When Kate Harrison drives her husband’s 2017 Tesla Model S, she notices its design, which is seemingly for taller bodies—like the seatbelt that won’t adjust comfortably for her. It’s a different story with the couple’s 2024 Tesla Model Y; Harrison says she finds it much more comfortable.

“The seat belt now adjusts, and the seat feels a little snugger on my body. I am really aware that they have redesigned that as a more universal experience instead of for men,” Harrison told Tech Brew.

Harrison—co-founder and head of marketing at EV transition startup MoveEV, which helps organizations convert their vehicle fleets to electric and reimburse employees for at-home charging—hopes to see similar progress as the automotive industry navigates a tricky transition that, at least so far, has seemed to largely leave women consumers in the dust.

Driving factors

There’s plenty of research to support the idea that men are leading EV adoption.

In the first half of 2023, men made up 67% of EV buyers, despite making up 59% of car buyers industrywide, according to S&P Global Market Intelligence data cited by Edmunds. Edmunds surveyed car buyers last year and found that just 34% of women would consider an EV for their next vehicle, compared to 71% of men.

“No survey is truly reflective or definitive of an entire population of individuals, but early findings indicate there are stark differences between men and women when it comes to EV car shopping,” Jessica Caldwell, Edmunds’s AVP of insights, wrote of the findings. “Automakers as well as dealers who take these differences into consideration and fine-tune their strategies have a better chance of winning these audiences over early and keeping them as lifelong customers, which is always the ultimate goal.”

EV proponents like Harrison see opportunities to close the EV gender gap, especially as the industry introduces a wider variety of models with higher battery ranges and lower prices. And she hopes more women will give EVs a chance so they don’t miss out on economic benefits like lower fuel and maintenance costs.
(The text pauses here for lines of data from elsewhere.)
PR #5751, opened 2026-07-22
ci: enable all arch build for workflow_dispatch manual trigger

madhu-mohan-jaishankar:
## 🔗 Related Issue

Closes #

---

## 📝 Summary

The multiplatform Docker build workflow currently builds:
- `amd64` on PR and merge queue (cache-only), and on push to main (build + push)
- `arm64` on merge queue (cache-only), and on push to main (build + push)
- `ppc64le` on push to main (build + push) — **was running on every push despite runner capacity constraints**
- `s390x` — already disabled entirely due to runner capacity constraints

This PR:
1. Restricts both `s390x` and `ppc64le` to `workflow_dispatch` only — they no longer run on push to main
2. Adds a manual `workflow_dispatch` trigger path that builds **all four architectures** at once, producing a complete multiplatform manifest with Cosign signing and SBOM attestation

**Changes to docker-multiplatform.yml:**

1. **`wheels` job** — Adds s390x back into the matrix (was commented out) and adds `build_on_push: false` to both s390x and ppc64le entries. Adds a `runs-on` expression that routes these arches to a cheap `ubuntu-24.04` runner on push, and a `gate` step that skips all subsequent steps — no native runner slots are consumed on normal pushes.

2. **`build` job** — Adds `build_on_push: false` to both s390x and ppc64le matrix entries. The existing `runs-on` expression and gate step already handle this flag identically for both arches — no additional logic needed.

3. **`manifest` job** — The `IMAGES` bash array now only contains `amd64` and `arm64` on push. Both `s390x` and `ppc64le` digests are appended conditionally when the event is `workflow_dispatch`, preventing the manifest job from referencing non-existent digests on normal pushes.

**Resulting behaviour:**

| Event | amd64 | arm64 | s390x | ppc64le | Manifest |
|---|---|---|---|---|---|
| PR | cache-only | skip | skip | skip | no |
| Merge queue | cache-only | cache-only | skip | skip | no |
| Push to main | build+push | build+push | skip | **skip** | **2-arch** |
| `workflow_dispatch` from main | build+push | build+push | build+push | build+push | **4-arch** |

---

## 📏 Reviewability

---

## 🏷️ Type of Change

- [ ] Bug fix
- [ ] Feature / Enhancement
- [ ] Documentation
- [ ] Refactor
- [ ] Other (describe below)

---

## 🧪 Verification

This is a CI-only change with no application code modified. Functional verification requires triggering the workflow manually from the GitHub Actions UI.

| Check | Command / Action | Status |
|---|---|---|
| Workflow syntax | `actionlint .github/workflows/docker-multiplatform.yml` | pending |
| Push-to-main behaviour unchanged | Observe CI on merge — s390x and ppc64le must be skipped | pending |
| `workflow_dispatch` all-arch build | Actions → "Multiplatform Docker Build" → Run workflow → select `main` | pending |
| 4-arch manifest produced | `docker buildx imagetools inspect ghcr.io/ibm/mcp-context-forge:<sha>` shows amd64, arm64, s390x, ppc64le | pending |

---

## ✅ Checklist

---

### DIFF
--- a/.github/workflows/docker-multiplatform.yml
+++ b/.github/workflows/docker-multiplatform.yml
@@ -5,18 +5,20 @@
 # This workflow builds container images for multiple architectures:
 #   - linux/amd64  (native on ubuntu-24.04)        - PR (build only), merge queue (build only), push
 #   - linux/arm64  (native on ubuntu-24.04-arm)     - merge queue (build only), push
-#   - linux/s390x  (native on ubuntu-24.04-s390x)   - push and workflow_dispatch only (NOT merge queue)
-#   - linux/ppc64le (native on ubuntu-24.04-ppc64le) - push and workflow_dispatch only (NOT merge queue)
+#   - linux/s390x  (native on ubuntu-24.04-s390x)   - workflow_dispatch only (runner capacity)
+#   - linux/ppc64le (native on ubuntu-24.04-ppc64le) - workflow_dispatch only (runner capacity)
 #
-# s390x and ppc64le are excluded from the merge queue to avoid stalling it while
-# waiting for scarce native runner pools. A per-entry gate step skips their build
-# steps when the event is merge_group. They still build and push on every push to
-# main and on workflow_dispatch, so the multiplatform manifest is always complete.
+# s390x and ppc64le are excluded from the merge queue and from normal push-to-main
+# due to runner capacity constraints. A per-entry gate step skips their build steps
+# on push events. They build and push only on workflow_dispatch (manual trigger).
+#
+# Push-to-main and release tag builds produce a 2-arch manifest (amd64 + arm64).
+# Trigger workflow_dispatch from main or a tag ref to produce the full 4-arch manifest.
 #
 # Pipeline:
-#   1. Build platform images in parallel (amd64+arm64 on merge queue; all arches on push)
-#   2. Create multiplatform manifest (push and tags only)
-#   3. Sign and attest with Cosign (keyless OIDC, push and tags only)
+#   1. Build platform images in parallel (amd64+arm64 on push; all arches on workflow_dispatch)
+#   2. Create multiplatform manifest (push and workflow_dispatch only)
+#   3. Sign and attest with Cosign (keyless OIDC, push and workflow_dispatch only)
 #
 # Linting and security scanning are handled by docker-scan.yml
 #
@@ -172,6 +174,7 @@ jobs:
       - name: Evaluate wheels gate
         id: gate
         run: |
+          set -euo pipefail
           build="true"
           if [[ "${{ github.event_name }}" == "push" && "${{ matrix.build_on_push }}" == "false" ]]; then
             echo "Skipping wheels for ${{ matrix.suffix }}: build_on_push=false"
@@ -266,6 +269,7 @@ jobs:
             qemu: false
             build_on_pr: true
             build_on_merge_group: true
+            build_on_push: true
           - platform: linux/arm64
             runner: ubuntu-24.04-arm
             suffix: arm64
@@ -273,6 +277,7 @@ jobs:
             qemu: false
             build_on_pr: false
             build_on_merge_group: true
+            build_on_push: true
           - platform: linux/s390x
             runner: ubuntu-24.04-s390x
             suffix: s390x
@@ -280,7 +285,7 @@ jobs:
             qemu: false
             build_on_pr: false
             build_on_merge_group: false   # not merge queue
-            build_on_push: false          # temporarily disabled — s390x runner capacity issues
+            build_on_push: false          # runner capacity — workflow_dispatch only
           - platform: linux/ppc64le
             runner: ubuntu-24.04-ppc64le
             suffix: ppc64le
--- a/.github/workflows/docker-multiplatform.yml
+++ b/.github/workflows/docker-multiplatform.yml
@@ -149,27 +149,43 @@ jobs:
       fail-fast: false
       matrix:
         include:
-          # s390x temporarily disabled on push due to runner capacity issues.
-          # Re-enable by uncommenting the entry below once runners are stable.
-          # - platform: linux/s390x
-          #   runner: ubuntu-24.04-s390x
-          #   suffix: s390x
+          # s390x disabled on push due to runner capacity issues, but enabled
+          # for workflow_dispatch so the manual "build all arches" trigger works.
+          - platform: linux/s390x
+            runner: ubuntu-24.04-s390x
+            suffix: s390x
+            build_on_push: false   # runner capacity — skip on normal push
           - platform: linux/ppc64le
             runner: ubuntu-24.04-ppc64le
             suffix: ppc64le
-    runs-on: ${{ matrix.runner }}
+    # Use a cheap ubuntu-24.04 runner when build_on_push=false and the event is
+    # push — avoids acquiring scarce s390x runner slots on every push to main.
+    # workflow_dispatch always uses the native runner to build all arches.
+    runs-on: ${{ github.event_name == 'push' && matrix.build_on_push == false && 'ubuntu-24.04' || matrix.runner }}
     timeout-minutes: 120
     permissions:
       contents: read
       packages: write
 
     steps:
+      - name: Evaluate wheels gate
+        id: gate
+        run: |
+          build="true"
+          if [[ "${{ github.event_name }}" == "push" && "${{ matrix.build_on_push }}" == "false" ]]; then
+            echo "Skipping wheels for ${{ matrix.suffix }}: build_on_push=false"
+            build="false"
+          fi
+          echo "build=${build}" >> "${GITHUB_OUTPUT}"
+
       - name: Checkout code
+        if: steps.gate.outputs.build == 'true'
         uses: actions/checkout@93cb6efe18208431cddfb8368fd83d5badbf9bfd # v5
         with:
           persist-credentials: false
 
       - name: Compute image ref
+        if: steps.gate.outputs.build == 'true'
         id: ref
         run: |
           WHEELS_IMAGE_LC=$(echo "${{ env.IMAGE_NAME }}-wheels" | tr '[:upper:]' '[:lower:]')
@@ -178,11 +194,13 @@ jobs:
           echo "latest=${{ env.REGISTRY }}/${WHEELS_IMAGE_LC}:${{ matrix.suffix }}-latest" >> "${GITHUB_OUTPUT}"
 
       - name: Set up Docker Buildx
+        if: steps.gate.outputs.build == 'true'
         uses: docker/setup-buildx-action@8d2750c68a42422c14e847fe6c8ac0403b4cbd6f # v3
         with:
           version: latest
 
       - name: Log in to GHCR
+        if: steps.gate.outputs.build == 'true'
         uses: docker/login-action@c94ce9fb468520275223c153574b00df6fe4bcc9 # v3
         with:
           registry: ${{ env.REGISTRY }}
@@ -190,6 +208,7 @@ jobs:
           password: ${{ secrets.GITHUB_TOKEN }}
 
       - name: Check for existing wheel image
+        if: steps.gate.outputs.build == 'true'
         id: check
         run: |
           if docker manifest inspect "${{ steps.ref.outputs.image }}" >/dev/null 2>&1; then
@@ -203,7 +222,7 @@ jobs:
       # `latest` tag per arch (fallback for local builds and for `build`
       # below when the lock-hash image isn't published yet).
       - name: Build and push wheel image
-        if: steps.check.outputs.exists != 'true'
+        if: steps.gate.outputs.build == 'true' && steps.check.outputs.exists != 'true'
         uses: docker/build-push-action@10e90e3645eae34f1e60eeb005ba3a3d33f178e8 # v6
         with:
           context: .
@@ -462,13 +481,17 @@ jobs:
 
           echo "Creating multiplatform manifest..."
 
-          # s390x temporarily excluded from the manifest due to runner capacity issues.
-          # Re-add "${IMAGE}:s390x-${SHA}" once s390x builds are re-enabled.
+          # s390x is included in the manifest only when triggered via workflow_dispatch
+          # (manual "build all arches" trigger). On normal push it is excluded because
+          # the s390x build is skipped there due to runner capacity constraints.
           IMAGES=(
             "${IMAGE}:amd64-${SHA}"
             "${IMAGE}:arm64-${SHA}"
             "${IMAGE}:ppc64le-${SHA}"
           )
+          if [[ "${{ github.event_name }}" == "workflow_dispatch" ]]; then
+            IMAGES+=("${IMAGE}:s390x-${SHA}")
+          fi
 
           if [[ "${GITHUB_REF_TYPE}" == "tag" ]]; then
             docker buildx imagetools create \
--- a/.github/workflows/docker-multiplatform.yml
+++ b/.github/workflows/docker-multiplatform.yml
@@ -158,6 +158,7 @@ jobs:
           - platform: linux/ppc64le
             runner: ubuntu-24.04-ppc64le
             suffix: ppc64le
+            build_on_push: false   # runner capacity — skip on normal push
     # Use a cheap ubuntu-24.04 runner when build_on_push=false and the event is
     # push — avoids acquiring scarce s390x runner slots on every push to main.
     # workflow_dispatch always uses the native runner to build all arches.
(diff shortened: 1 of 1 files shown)


ja8zyjits (dismissed):
LGTM

msureshkumar88 (changes requested):
Thanks for tackling this — the runner-capacity problem is real, and the gate-step pattern here mirrors the existing `build` job cleanly, so the shape of the change is right. Re-adding s390x to the `wheels` matrix (rather than leaving it commented out) is also a nice cleanup.

One blocking item and a few follow-ups.

---

## Blocking: release tags lose ppc64le and s390x

The workflow triggers on `push` for `tags: ["v*"]` (line 30), and for a tag push `github.event_name` is still `push`. So on the next release:

- the gate sees `build_on_push=false` and skips both s390x and ppc64le
- the manifest sees `event_name != 'workflow_dispatch'` and omits both digests

`:latest`, `:vX.Y.Z` and `:<sha>` become 2-arch (amd64 + arm64), and the `sign` job then signs and attests that reduced manifest as the release artifact. v1.0.6 did ship ppc64le (run `29852471833`), so this would be a silent packaging regression for consumers on that arch.

Runner cost on tags is bounded — releases are infrequent — so scoping the skip to branch pushes seems like the cheapest fix:

```yaml
# gate step (both wheels and build)
if [[ "${{ github.event_name }}" == "push" && "${{ github.ref_type }}" != "tag" && "${{ matrix.build_on_push }}" == "false" ]]; then
```

```bash
# manifest job
if [[ "${{ github.event_name }}" == "workflow_dispatch" || "${GITHUB_REF_TYPE}" == "tag" ]]; then
  IMAGES+=("${IMAGE}:s390x-${SHA}" "${IMAGE}:ppc64le-${SHA}")
fi
```

The `runs-on` expressions would want the same `ref_type` guard so tag builds land on native runners.

If dropping those arches from releases is actually intended, that's a reasonable call too — but worth stating explicitly in the PR description and the file header, since it changes what users pull.

---

## Suggestion: `matrix.build_on_push == false` is true when the key is absent

Not introduced by this PR, but this PR leans on the flag more heavily and copies the expression into the new `wheels` `runs-on`, so it may be worth fixing here.

GitHub expressions coerce `null → 0` and `false → 0`, so `matrix.build_on_push == false` evaluates **true** for the `amd64` and `arm64` entries, which don't set the key. Line 296 therefore routes arm64 to a generic `ubuntu-24.04` runner on every push. Job logs confirm it:

```
Build arm64   success   ubuntu-24.04      # expected ubuntu-24.04-arm
```

Same result across runs `29851649876`, `29743237284`, and `29852471833`. The `gate` steps are unaffected because they compare the rendered string (`"" != "false"`), which is why the arch still gets built — just not on arm hardware.

Simplest fix is to make the flag explicit for every entry, the way `build_on_pr` and `build_on_merge_group` already are:

```yaml
- platform: linux/amd64
  ...
  build_on_push: true
- platform: linux/arm64
  ...
  build_on_push: true
```

---

## Minor notes

- **Event logic now lives in three places** — the `wheels` gate, the `build` gate, and the `IMAGES` array in `manifest`. Flip a flag in one and the manifest silently disagrees. One option is to build `IMAGES` from the downloaded `digest-<suffix>` artifacts so it can't drift from what was actually built.
- **Header comments are now stale** — lines 8-9, 13-14 and 17 still say s390x/ppc64le build "on push and workflow_dispatch" and that "the multiplatform manifest is always complete". Line 304 says the same. The table in the PR description is accurate; moving it into the file header would help the next reader.
- **`wheels` gate step is missing `set -euo pipefail`**, which the `build` gate has (line 313).
- **Comment wording drifts** between the two jobs for the same flag: `# runner capacity — skip on normal push` in `wheels` vs `# temporarily disabled — s390x runner capacity issues` in `build` (line 283). Worth unifying.
- **Concurrency**: `${{ github.workflow }}-${{ github.ref }}` with `cancel-in-progress` means a manual dispatch on `main` cancels an in-flight push run on the same ref, and vice versa — so the 4-arch manifest a dispatch produces can be cancelled by the next merge. Probably fine, just something to be aware of when using the new trigger.

Nothing else stood out — action SHAs stay pinned, `persist-credentials: false` is preserved on the newly gated checkout, and the existing `push:` / `outputs:` conditions (lines 421-422) already handled `workflow_dispatch` correctly and were rightly left alone.

msureshkumar88:
Following up to clarify the blocking point, since the goal here is the manual all-arch trigger and I want to be clear that I'm not objecting to that part.

Adding the `workflow_dispatch` all-arch path is new capability and looks good. The concern is a separate, incidental one: the PR also adds `build_on_push: false` to ppc64le, which changes **existing** behaviour — and `push` includes tag pushes, since the workflow triggers on `tags: ["v*"]` (line 30).

Concrete sequence on the next release, with no one doing anything wrong:

1. `v1.0.7` is tagged and pushed → workflow fires with `github.event_name == 'push'`
2. Gate evaluates `build_on_push=false` → s390x and ppc64le skipped
3. `manifest` still runs (`if: push || workflow_dispatch`), and `GITHUB_REF_TYPE == "tag"` so it tags `:v1.0.7`, `:latest` and `:<sha>` — with amd64 + arm64 only
4. `sign` signs and attests that 2-arch manifest as the release artifact

So `:latest` silently becomes 2-arch. v1.0.6 shipped ppc64le (run `29852471833`), so anyone pulling on that arch is affected.

The new dispatch path does give a way out — running "Run workflow" against the `v1.0.7` tag gives `ref_type == 'tag'`, the gate passes for all four arches, and the manifest re-tags `:v1.0.7`/`:latest` with the full set. But that's manual remediation *after* a bad `:latest` has already been published and signed, and it isn't documented anywhere, so the release process quietly gains a required manual step.

Either of these resolves it from my side:

- **Guard the skip with `ref_type`** so tag pushes keep all four arches automatically:

  ```yaml
  if [[ "${{ github.event_name }}" == "push" && "${{ github.ref_type }}" != "tag" && "${{ matrix.build_on_push }}" == "false" ]]; then
  ```

  plus the matching `|| "${GITHUB_REF_TYPE}" == "tag"` in the manifest's `IMAGES` append, and the same `ref_type` guard in the `runs-on` expressions so tag builds land on native runners. Runner cost is bounded — releases are infrequent.

- **Or accept 2-arch on tag push as intentional**, and document it in the workflow header and the PR description, including how releases get their full manifest.

Happy either way — just not leaving it implicit, since the failure mode is silent. The other items in my review are non-blocking.

madhu-mohan-jaishankar:
> Thanks for tackling this — the runner-capacity problem is real, and the gate-step pattern here mirrors the existing `build` job cleanly, so the shape of the change is right. Re-adding s390x to the `wheels` matrix (rather than leaving it commented out) is also a nice cleanup.
> 
> One blocking item and a few follow-ups.
> 
> ## Blocking: release tags lose ppc64le and s390x
> The workflow triggers on `push` for `tags: ["v*"]` (line 30), and for a tag push `github.event_name` is still `push`. So on the next release:
> 
> * the gate sees `build_on_push=false` and skips both s390x and ppc64le
> * the manifest sees `event_name != 'workflow_dispatch'` and omits both digests
> 
> `:latest`, `:vX.Y.Z` and `:<sha>` become 2-arch (amd64 + arm64), and the `sign` job then signs and attests that reduced manifest as the release artifact. v1.0.6 did ship ppc64le (run `29852471833`), so this would be a silent packaging regression for consumers on that arch.
> 
> Runner cost on tags is bounded — releases are infrequent — so scoping the skip to branch pushes seems like the cheapest fix:
> 
> ```yaml
> # gate step (both wheels and build)
> if [[ "${{ github.event_name }}" == "push" && "${{ github.ref_type }}" != "tag" && "${{ matrix.build_on_push }}" == "false" ]]; then
> ```
> 
> ```shell
> # manifest job
> if [[ "${{ github.event_name }}" == "workflow_dispatch" || "${GITHUB_REF_TYPE}" == "tag" ]]; then
>   IMAGES+=("${IMAGE}:s390x-${SHA}" "${IMAGE}:ppc64le-${SHA}")
> fi
> ```
> 
> The `runs-on` expressions would want the same `ref_type` guard so tag builds land on native runners.
> 
> If dropping those arches from releases is actually intended, that's a reasonable call too — but worth stating explicitly in the PR description and the file header, since it changes what users pull.
> 
> ## Suggestion: `matrix.build_on_push == false` is true when the key is absent
> Not introduced by this PR, but this PR leans on the flag more heavily and copies the expression into the new `wheels` `runs-on`, so it may be worth fixing here.
> 
> GitHub expressions coerce `null → 0` and `false → 0`, so `matrix.build_on_push == false` evaluates **true** for the `amd64` and `arm64` entries, which don't set the key. Line 296 therefore routes arm64 to a generic `ubuntu-24.04` runner on every push. Job logs confirm it:
> 
> ```
> Build arm64   success   ubuntu-24.04      # expected ubuntu-24.04-arm
> ```
> 
> Same result across runs `29851649876`, `29743237284`, and `29852471833`. The `gate` steps are unaffected because they compare the rendered string (`"" != "false"`), which is why the arch still gets built — just not on arm hardware.
> 
> Simplest fix is to make the flag explicit for every entry, the way `build_on_pr` and `build_on_merge_group` already are:
> 
> ```yaml
> - platform: linux/amd64
>   ...
>   build_on_push: true
> - platform: linux/arm64
>   ...
>   build_on_push: true
> ```
> 
> ## Minor notes
> * **Event logic now lives in three places** — the `wheels` gate, the `build` gate, and the `IMAGES` array in `manifest`. Flip a flag in one and the manifest silently disagrees. One option is to build `IMAGES` from the downloaded `digest-<suffix>` artifacts so it can't drift from what was actually built.
> * **Header comments are now stale** — lines 8-9, 13-14 and 17 still say s390x/ppc64le build "on push and workflow_dispatch" and that "the multiplatform manifest is always complete". Line 304 says the same. The table in the PR description is accurate; moving it into the file header would help the next reader.
> * **`wheels` gate step is missing `set -euo pipefail`**, which the `build` gate has (line 313).
> * **Comment wording drifts** between the two jobs for the same flag: `# runner capacity — skip on normal push` in `wheels` vs `# temporarily disabled — s390x runner capacity issues` in `build` (line 283). Worth unifying.
> * **Concurrency**: `${{ github.workflow }}-${{ github.ref }}` with `cancel-in-progress` means a manual dispatch on `main` cancels an in-flight push run on the same ref, and vice versa — so the 4-arch manifest a dispatch produces can be cancelled by the next merge. Probably fine, just something to be aware of when using the new trigger.
> 
> Nothing else stood out — action SHAs stay pinned, `persist-credentials: false` is preserved on the newly gated checkout, and the existing `push:` / `outputs:` conditions (lines 421-422) already handled `workflow_dispatch` correctly and were rightly left alone.

@msureshkumar88 Thanks for the review!
The intent is to restrict s390x and ppc64le to workflow_dispatch only — including on release tags. For a versioned release that needs all four arches, the operator would trigger the workflow manually from the tag ref. @ja8zyjits this is what we intend to do, right?

msureshkumar88:
@madhu-mohan-jaishankar That answers it — thanks. "workflow_dispatch only, including on release tags, with the operator triggering manually from the tag ref" is a coherent policy, and it's your and @ja8zyjits' call to make. Happy to go with it.

Two things I'd still like to see before this lands, both small.

**1. Don't publish an incomplete manifest on the tag push itself.**

With the policy as stated, the tag push still runs `manifest` and `sign` (`if: github.event_name == 'push' || github.event_name == 'workflow_dispatch'`), so tagging `v1.0.7` publishes and Cosign-signs a 2-arch `:v1.0.7` / `:latest` / `:<sha>` a few minutes before the operator gets around to the manual dispatch. The dispatch then overwrites those tags with the 4-arch manifest.

That means `:latest` is briefly wrong on every release, signed and attested in that state — and if the manual step is ever missed, permanently wrong, with no signal that anything is off.

Cleaner to never publish the partial manifest at all:

```yaml
# manifest (and sign inherits via needs: manifest)
if: >-
  github.event_name == 'workflow_dispatch' ||
  (github.event_name == 'push' && github.ref_type != 'tag')
```

Then a tag push builds and pushes the per-arch `:amd64-<sha>` / `:arm64-<sha>` images but produces no combined tag, and the manual dispatch from the tag ref creates the full 4-arch `:v1.0.7` / `:latest` in one shot. Missing the manual step becomes "no release image published", which is loud and safe, rather than "release image quietly missing two arches".

(If you'd rather not build anything on tag push at all, gating `build` the same way works too — the dispatch rebuilds from cache anyway.)

Either way, worth spelling the process out in the workflow header, since it's now a required manual release step.

**2. The `matrix.build_on_push == false` null-coercion point is still open.**

Repeating it since it got lost in the thread and it's independent of the tag policy. GitHub coerces `null → 0` and `false → 0`, so `matrix.build_on_push == false` is **true** for the `amd64` and `arm64` entries, which don't set the key. The `runs-on` expression on line 296 therefore sends arm64 to a plain `ubuntu-24.04` runner on every push:

```
Build arm64   success   ubuntu-24.04      # expected ubuntu-24.04-arm
```

Consistent across runs `29851649876`, `29743237284`, `29852471833`. The gate steps aren't affected because they compare the rendered string, which is why the arch still gets built — just under emulation instead of on arm hardware.

It predates this PR, so no objection if you'd rather split it out into its own issue. But this PR copies the same expression into the new `wheels` `runs-on`, so fixing it here is cheap — add an explicit `build_on_push: true` to the amd64 and arm64 entries, matching how `build_on_pr` and `build_on_merge_group` are already spelled out for every entry.

The rest of my earlier notes (stale header comments, triplicated event logic, `set -euo pipefail`) are all non-blocking.

msureshkumar88 (approved):
Re-reviewed after `5ce4ac8`. All my blocking items are resolved — approving.

## Blocking item: closed

The tag-push arch question is settled as a policy decision, and the header now states it plainly (lines 15-16):

```
# Push-to-main and release tag builds produce a 2-arch manifest (amd64 + arm64).
# Trigger workflow_dispatch from main or a tag ref to produce the full 4-arch manifest.
```

That's exactly the "accept it and document it" option, and with @ja8zyjits' sign-off on the intent it's your call to make. The remediation path checks out too: dispatching from the tag ref gives `ref_type == 'tag'`, the gate passes for all four arches, and `manifest` re-tags `:vX.Y.Z` / `:latest` / `:<sha>` with the full set. Cosign is digest-keyed, so the dispatch run signs the new 4-arch digest and `:latest` verifies correctly after it.

One nice side effect worth knowing: `concurrency` is keyed on `${{ github.workflow }}-${{ github.ref }}` with `cancel-in-progress`, and a tag push and a dispatch from that same tag share a ref. So if the operator triggers the dispatch while the tag-push run is still in `build`, it cancels the push run and the partial 2-arch manifest never gets published at all. Triggering promptly after tagging is the cleanest way to run a release.

## Null coercion: fixed, and verified on both jobs

`build_on_push: true` is now explicit on the amd64 and arm64 entries (lines 272, 280), so `matrix.build_on_push == false` renders `false` rather than coercing from `null`, and line 301's `runs-on` sends arm64 back to `ubuntu-24.04-arm`. The `wheels` matrix only contains s390x and ppc64le, both with the key set explicitly, so its `runs-on` (line 167) is unambiguous as well. Worth confirming on the next push-to-main run that `Build arm64` reports `ubuntu-24.04-arm`.

## Other items from the first pass

- `set -euo pipefail` added to the wheels gate — done.
- Comment wording unified to `runner capacity — workflow_dispatch only` across both jobs — done.
- Top-of-file header rewritten and accurate — done.
- Manifest `IMAGES` comment now explains the dispatch-only inclusion — done.

The triplicated event logic and the concurrency note were non-blocking and I'm happy leaving both as-is.

## Two stale comments left (non-blocking)

The header block got cleaned up but two inner comments still describe the old push behaviour:

- **Line 139**, above the `wheels` job: "Rides the same non-PR, non-merge-group events as the platform builds below (push/workflow_dispatch)." Both matrix entries are now gated off on push, so wheels effectively only build on `workflow_dispatch`.
- **Lines 307-312**, above the `build` steps:
  ```
  # s390x/ppc64le: all steps skipped on PR and merge queue; full build+push on push
  ...
  # The `gate` step evaluates build_on_pr and build_on_merge_group for this
  ```
  The first line should read `workflow_dispatch` rather than `push`, and the second should mention `build_on_push` alongside the other two flags.

Both are comment-only and safe to fold into a follow-up if you'd rather not respin CI for them.

Nothing new turned up otherwise: action SHAs stay pinned, `persist-credentials: false` is preserved on both newly gated checkouts, the `push:` / `outputs:` conditions still handle `workflow_dispatch` correctly, and `manifest` keeps `needs: build` without `always()`, so a failed arch build skips the manifest rather than publishing a short one. Thanks for turning these around quickly.

ja8zyjits (approved):
LGTM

“Switching into an electric vehicle is one of the fastest ways to cut money off of what you spend on a car,” she said. “It’s all the more reason why women should really be driving these vehicles, because they make less money overall than men.”

What’s driving women away from EVs?

So far, research offers a few explanations: range anxiety and accompanying safety concerns (for example, the proposition of pulling up to a remote charging station at night to find broken chargers) and the higher upfront cost of EVs compared to ICE vehicles (though that’s beginning to change). A quarter of the women surveyed by Edmunds reported that they did “not know enough about EVs to have an opinion,” which Edmunds says suggests that “unique selling points and practical reasons for purchasing an EV need to be proactively communicated” to women consumers.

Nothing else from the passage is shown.